Do you find yourself without any opportunities to hydrate or fuel during competition?
Do you have a hard time eating a pregame meal because of a nervous stomach or "butterflies"?
Competing at a high-intensity for long periods of time without a break can leave you dehydrated and fatigued from low energy, especially if you do not hydrate and fuel properly before competition.
Three main causes of exercise fatigue and impaired sports performance are:
- reduced energy stores in muscles ("glycogen")
- low blood sugar levels
Rehydrating and refueling during competition (at half-time) can help keep sports performance at optimal levels and help get you through the second half of the game, especially those crucial final minutes when physical and mental fatigue can really take a toll. This is even more important if you consider those unexpected overtime periods that sometimes occur.

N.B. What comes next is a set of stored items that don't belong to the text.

PR #86, opened 2022-10-06
Kl/gijs notebook

astronomyk:
@wjvriend @hugobuddel @oczoske 

Changed the incremental header keyword symbol from `§` to `++` to avoid header bugs in MicadoWise resulting from scopesim output. 

See accompanying scopesim PR: https://github.com/AstarVienna/ScopeSim/pull/166


hugobuddel:
How does the § break MicadoWISE? The § should never actually enter the header keywords as it should be replaced by the detector number. This does require a correct combination of ScopeSIM + the IRDB to be used together, because otherwise the replacement is not done.

It seems someone is either using an outdated version of the IRDB, or an outdated version of ScopeSIM. So it would be simpler to just instruct people to use the correct versions, because they would still have to upgrade to use the code in this MR, and if they upgrade anyway, then this MR is not necessary.

Also, removing the inst_pkgs symlink will break the notebooks, and/or the notebook tests.

MICADO/docs/example_notebooks/MICADO_4_stars.ipynb
```diff
@@ -0,0 +1,256 @@
...
+   "id": "e962001c",
+   "metadata": {},
+   "outputs": [],
+   "source": [
+    "# Gijs's local computer\n",
+    "# sim.download_packages([\"Armazones\", \"ELT\", \"MAORY\", \"MICADO\"])\n",
+    "\n",
+    "# Kieran's computer -> redirects ScopeSim to folder containing IRDB \n",
+    "# MicadoWise could do this too and clone daily from github to save running time\n",
+    "sim.rc.__config__[\"!SIM.file.local_packages_path\"] = \"F:\\Work\\irdb\""
```
hugobuddel, line 39: The inst_pkgs symlink made it not necessary to specify a path, because it would just use the local checkout, so you would always run the notebook with the version of the irdb that the notebook was in, thereby preventing having paths to peoples local computer in the notebook.

Not sure how this works on Windows, but windows supports symlinks as well, so I guess it should work.

MICADO/docs/example_notebooks/MICADO_4_stars.ipynb
```diff
@@ -0,0 +1,256 @@
...
+   "execution_count": 3,
+   "id": "418bfe52",
+   "metadata": {},
+   "outputs": [],
+   "source": [
+    "cmds = sim.UserCommands(use_instrument=\"MICADO\", set_modes=[\"SCAO\", \"IMG_1.5mas\"])\n",
+    "\n",
+    "# EXPTIME = 3600 = ndit * dit\n",
+    "cmds[\"!DET.dit\"] = 30\n",
+    "cmds[\"!DET.ndit\"] = 120\n",
```
hugobuddel, line 61: For a proper observation with correct headers, it is required to put some more information as input to ScopeSIM, see the other notebooks as examples.

MICADO/docs/example_notebooks/MICADO_4_stars.ipynb
```diff
@@ -0,0 +1,256 @@
...
...60b58BQ+l+ZAgIIFaTJlH51RwHXL4AuYAWqJTefxYVb2QccsBzSz6yc114gAEcm1ezw7CC15tSwLlBFY3Gm5ZS6PCqAFhDleogZHbgJbCc6za5XdN8gdrxGa8dHzfedRXYh5o8gyUEtAFlCqetiAf1m2taf7RS81idBJb1WLbsBquBO7WmBDkCVHeK4OXswUBaFBH+uY1jfn0CpGEzu2foeAb3xwoJLeURrDSiTdgN09W4Z7K+t3SfsMT1emYXSWjh0sGKmV883FoDKJghmtbfE9n4UeH7abnXLQDWzeGU7b36frOPWGoFymcHtO431frROCGT5u5ZpAA7AxstogK+5GBWEGzzPkvDZKtHSvOj22SJm7veWBPDeXAAq1pjvIBVscg6M582/h4QZVktcqFlWMO8AnkHIfHt1jUu8O9zIdlwnwrPMrZCVabmOliwCS+Yo2q5vzWZ9vj6Z66MHvNq4Xdyg9SdQwQMEgDfhuJRgPe9uDxZvSGPZWALFhnEhylfSlcjcLCu9OHsz0obCiHcqfXURyEqyVDDYsnh+uTezAlH6LkswtNl+ENEqMp/sUiOAGuewTg8GubkU2oWLMYKpvzW1X1XfE0oTinHtiDkbHBOgTW3ycluw7ADY3+zUMKM3nh3lg/ga/NHSvMXOQIMgX2BtsBhk7cMeydamAUBdoPRux6JtXkCFtHT1rmYBxedDvSf+vmx2as5hYV4bYOWBaU4Z5fM9V7epJfXGAq15P9tB4GXrQqA9/HcuBNmZctaBqd/Tga7AQ9Xrk4VgZkzrj1nTANlAHq4Eh9anZs/JeSpLKttdEfTIo1kA1jIXBj66d9l8JQFE3nV63W4Ks975fN34TkYfOlxX+bDfFj+tNnFcj64CF8jiWAE8kGVNJzcVXcLfuwLNJQAYXKdvrwRWtwdiqmiN8hpLOI7Z3fbe7Pap9XpAs19VqAfPRxclUYetOZxBNpuZmO153Lq9ZM2FKiKatPPi2rxEAQUVZQ2UZ+oenbVYx4T7ZT7Q0kltf51JqHHM+726TpKB7XnOObBIWso+sCQbBk6ra4lAj5h47SGqxkcHBLJJsxXVWPYSoLMkqKDN8+9+X4qepoPXJiCm7x8B1xbceJTrEoiiL7Dlanu5XUzt6d7nyznBkpYEtneLq4X2SYBthbOD40sDPxw7k9ZnQRTrybkC4Lawk6yqvyPhD
```
hugobuddel, line 212: This should all just work, but apparently there are other things broken and therefore none of the notebooks work, see https://github.com/AstarVienna/irdb/actions/runs/3150371248/jobs/5123073223 .

So it is effectively impossible to review this PR, because of the ScopeSIM (or ScopeSIM_Templates) bugs that need to be fixed first.

My suggestion is to first ensure that all the notebooks run on the dev_master branch, and only then try to add new notebooks.

MICADO/test_micado/test_micado_fits_headers.py
```diff
@@ -0,0 +1,16 @@
+from astropy.io import fits
+import scopesim as sim
+
+
+class TestHeaders:
+    def test_extension_incremental_headers_count_up(self):
+        sim.rc.__config__["!SIM.file.local_packages_path"] = "F:\Work\irdb"
```
hugobuddel, line 7: Fixed paths that refer to your local computer should not be in tests.

hugobuddel:
The tests fail because the "++" is not converted to a number:
```
        for i, hdu in enumerate(hdul):
            if isinstance(hdu, fits.ImageHDU):
>               assert hdu.header["EXTNAME"] == f"DET{i}.DATA"
E               AssertionError: assert 'DET++.DATA' == 'DET1.DATA'
E                 - DET1.DATA
E                 ?    ^
E                 + DET++.DATA
E                 ?    ^^
```
This is expected, because the § was not converted to a number before, so there is no reason to assume that the ++ would be.

I'm fine with reviewing PR's, but please first make sure that all tests pass before assigning a PR, unless specific feedback is requested about a failing test.

hugobuddel (changes requested):
I've added some inline comments to the notebook as well. It might that these are collapsed in the diff view because the file is too large, please press 'load diff' to see them.

MICADO/test_micado/test_micado_fits_headers.py
astronomyk: Done! Thanks for picking that up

Halftime is a great opportunity to refuel and rehydrate. Fluids provide the much needed hydration for your body to cool itself and maintain its optimal temperature. Carbohydrate foods provide the much needed glucose (sugar) your brain and muscles use during competition.
Here are some half-time snack suggestions that provide your body with the much needed fluids and fuel (glucose) to stay strong, delay fatigue, and keep your performance high. These foods are high in water content, high in carbohydrates, and low in fat so they digest quickly.
- Sports Drinks (Gatorade) or Water
- Cut-up melon
- Sliced oranges
- Apple wedges
Never try anything new for the first time on GAME DAY!!!
Try different carbohydrate foods during practice first to see if they settle well in your stomach.
Everyone is different. What works for a teammate, may not work for you.